FORT CARSON, Colo. - Two New York Soldiers represented the Army National Guard at the All-Army Explosive Ordnance Disposal Team of the Year Competition April 16-19.
Sgt 1st Class Robert Contini and Sgt. Michael Wing, members of the 1108th Ordnance Company, competed against four Active Army two-man explosive ordnance disposal teams representing Army commands around the world.
There are five explosive ordnance disposal companies in the Army National Guard. The 1108th Is part of the New York Army National Guard’s 501st Ordnance Battalion (EOD).
The team from the 734th Ordnance Company, based at Fort Bliss, Texas, won the competition.
But just getting the chance to compete is “incredibly significant” for Contini and Wing and the 1108th, said 1108th 1st Sgt. Jeremy Blackie.
“The notoriety that they get just from being at that level is huge,” Blackie said. “The amount of accolades they are getting is intense as well.”
Having Guardsmen compete with Active Army EOD technicians is an advertisement for the Guard, Blackie said.
He said it takes at least a year, and more often 18 months, for a Soldier to qualify as an EOD technician. Contini and Wing showed the Active Army Soldiers that they could join the Guard and still serve in the EOD field, Blackie said.

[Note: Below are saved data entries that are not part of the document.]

PR #764, opened 2018-12-14
[Documentation] Add syntax highlighting to console logging guidelines

kaelig:
@tmlayton as mentioned earlier, this is where we have _some_ docs around deprecation.

This PR just makes it look nicer.


BPScott:
Oh, because now you've added the language hint prettier knows it is the blocks are javascript and can format them to its expectations

PR #721, opened 2018-12-04
Revert "Fix several cyclical type imports"

kvendrik:
### Description
Reverts Shopify/polaris-react#691 as it breaks color exports.

### How to 🎩 
1. On this branch:`yarn build-consumer web`.
2. In Web: `yarn run type-check`.
3. Make sure you get no more errors related to missing color types and helpers.

Issue #718, opened 2018-12-04
Color transformation functions (hsbToHex, etc.) not exported anymore


mbaumbach:
# Issue summary

Importing `hsbToHex` and other color transformation functions is no longer available at the top-level `@shopify/polaris` package. These are often useful when working with the HSBA-based `ColorPicker` component. It appears to have been removed in commit f0e56546bc37d75f3a70b2c7c63d5e6fb695abe7.

## Expected behavior

The following import used to work:

```
import { hsbToHex } from '@shopify/polaris`;
```

## Actual behavior

As of Polaris 3.2.0, this throws an error saying that `hsbToHex` is not exported from `@shopify/polaris`.

## Steps to reproduce the problem

1. Attempt to import any of the color transformation functions.

## Specifications

- Are you using the React components? (Y/N): Y
- Polaris version number: 3.2.0
- Browser: Google Chrome 70.0.3538.110
- Device: MacBook Pro
- Operating System: macOS Mojave 10.14.1

mbaumbach:
I'm not sure if this is considered a breaking change or was never meant to be public API and we should be providing/acquiring our own transformation functions. If it's not meant to be public API, feel free to close. :)

danrosenthal:
Thanks @mbaumbach, and sorry for any trouble. This is indeed fixed in `3.2.1`

PR #767, opened 2018-12-15
Fix cyclical type imports relating to color-picker helpers

BPScott:

The final cyclical import is dead (again). We can now enable the import/no-cycle eslint rule (again).

#691 removed some cyclical imports. It also stopped exporting a few color helper functions in the final build (see #718) as I incorrectly assumed that they should be internal. It turns out people are using them, so that PR got reverted in #721.

I reapplied the not-the-color-helper parts of #691 in #754. This PR is the follow up that removes the cyclical dependency in color helpers, without touching any exports.

It moves the color types into the utility folder next to the color utility functions

### How to 🎩

* Run tests
* Run `yarn run sk type-check` to prove typescript is happy
* Note that while an import path is changed the contents of that file remain identical.
* Run `yarn build-consumer web` then run `yarn run sk type-check` in web to prove there are no missing exports (You may have to install polaris-icons in web as a workaround because build-consumer isn't smart enough to handle updating transitive dependencies) - web consumes the HSBColor type in some places so this will prove that the types are still exported.


UNRELEASED.md
```diff
@@ -19,6 +19,6 @@ Use [the changelog guidelines](https://git.io/polaris-changelog-guidelines) to f
 ### Development workflow
 
 - Added a slight delay to the Percy screenshot script to give time for components to render fully ([#704](https://github.com/Shopify/polaris-react/pull/704))
-- Refactors to remove cyclical type imports ([#759](https://github.com/Shopify/polaris-react/pull/759) and [#754](https://github.com/Shopify/polaris-react/pull/754))
+- Refactors to remove cyclical type imports ([#759](https://github.com/Shopify/polaris-react/pull/759), [#754](https://github.com/Shopify/polaris-react/pull/754) and [#767](https://github.com/Shopify/polaris-react/pull/767))
```
```suggestion
- Refactors to remove cyclical type imports ([#759](https://github.com/Shopify/polaris-react/pull/759), [#754](https://github.com/Shopify/polaris-react/pull/754), and [#767](https://github.com/Shopify/polaris-react/pull/767))
```

Oxford comma

BPScott: The strippers, JFK, and Stalin appreciate your attention to detail.

(I've rebased to include this)

PR #775, opened 2018-12-17
Revert "Move from local icons to polaris-icons (#686)"

AndrewMusgrave:
This reverts commit d847fc68bba7f54a3560b450c5d5a237fd5d609a.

Contini and Wing were selected to represent the Army Guard based on an assessment of all Army Guard EOD Soldier assessments, deployments and recommendations.
After he joined the New York Army National Guard in 2005, Contini served as a musician, signalman, and ammunition specialist before becoming EOD certified in 2017.
He wanted to do the job because it is “the most humanitarian of Army jobs out there,” Contini said.
“It doesn’t matter if the bomb was left by the enemy or by us, or whether it was left 40 or 50 or 60 or 100 years ago, somebody needs to remove it,” he explained.
Wing, a New York State Trooper who has served in the 1108th since 2016, said he joined the EOD world because of the challenge.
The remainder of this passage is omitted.